As I mentioned before, we took the kids to a fireworks show at the beach on that last night, which felt like a powerfully positive and beautiful way to wrap up my pre-op efforts. I had been dreading saying good-bye to my kids, since we were leaving for the hospital before they woke up in the morning, and they were going to be staying at home and school through my surgery. I was worried that I would totally burst into tears and worry them, but I was really actually ok. My daughter got sad when I was tucking her in, knowing she wouldn’t see me for several days, and said, “I don’t want you to go,” so that got to me and made me need to hug her even harder, but I assured her I would be ok and in touch from the hospital, and then she was more ok, too. I listened to one last round of evening meditation (maybe two) and actually fell asleep peacefully, despite knowing how terrifying the next part of my path was going to be.
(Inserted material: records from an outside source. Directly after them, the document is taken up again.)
PR #3677, opened 2021-09-27
Add 'No evasion' weapons

Baezon:
Adds a flag that causes AI to ignore certain weapon and never attempt to dodge them. Useful if you're really spamming around weapons or otherwise don't want an AI to get distracted by certain kinds of weapons fire.


wookieejedi (approved):
Looks good, simple and effective.

PR #3679, opened 2021-09-29
patch up scripted kills

Goober5000:
When a ship is killed via scripting, the killer should be credited for the kill in the mission log and the correct hull percentage should be used.  Also, the script should work with either the ship or its weapon passed as the killer parameter.


wookieejedi (approved):
LGTM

I have to finish this entry with a reflection I had in my final pre-op weeks, and shared via another Facebook post:
“Two months ago this week I was high on life and celebrating in a Croatian paradise. One month ago this week I was trying to process the news that I had a brain tumor, and was sending my babies off to middle school and high school. This week I am no longer a shop owner, and because of vision problems, am now limited to only driving short distances, and only in the mornings. How quickly life changes! So…in an effort to make the best of things, I am spending my newfound free time every morning in different, beautiful places. This morning I found someone’s seaweed spiral during my beach walk, and I was reminded of a quote I have always loved (from a wine bottle label–slightly embarrassing!): “As humanity’s oldest symbol, the spiral represents eternal change, reminding us that life is not in a straight line. It symbolizes new beginnings, renewal and hope for the future.”
Logistical side notes:
Our friend organized a meal train for us, and we finalized all of the details with her in this last week, which included our nutritional preferences, directions to the house, instructions about containers, and frequency. We started with a plan to have dinner delivered every day for a month, starting with the day after surgery. (We figured we’d all be able to eat the leftovers for lunches.)
My husband had arranged for different friends and neighbors to pick up and drop off our kids before and after school, so he made each of them a chart to help keep track of who to expect each day, and their contact numbers. That all worked out very well, and continued regularly for about two months.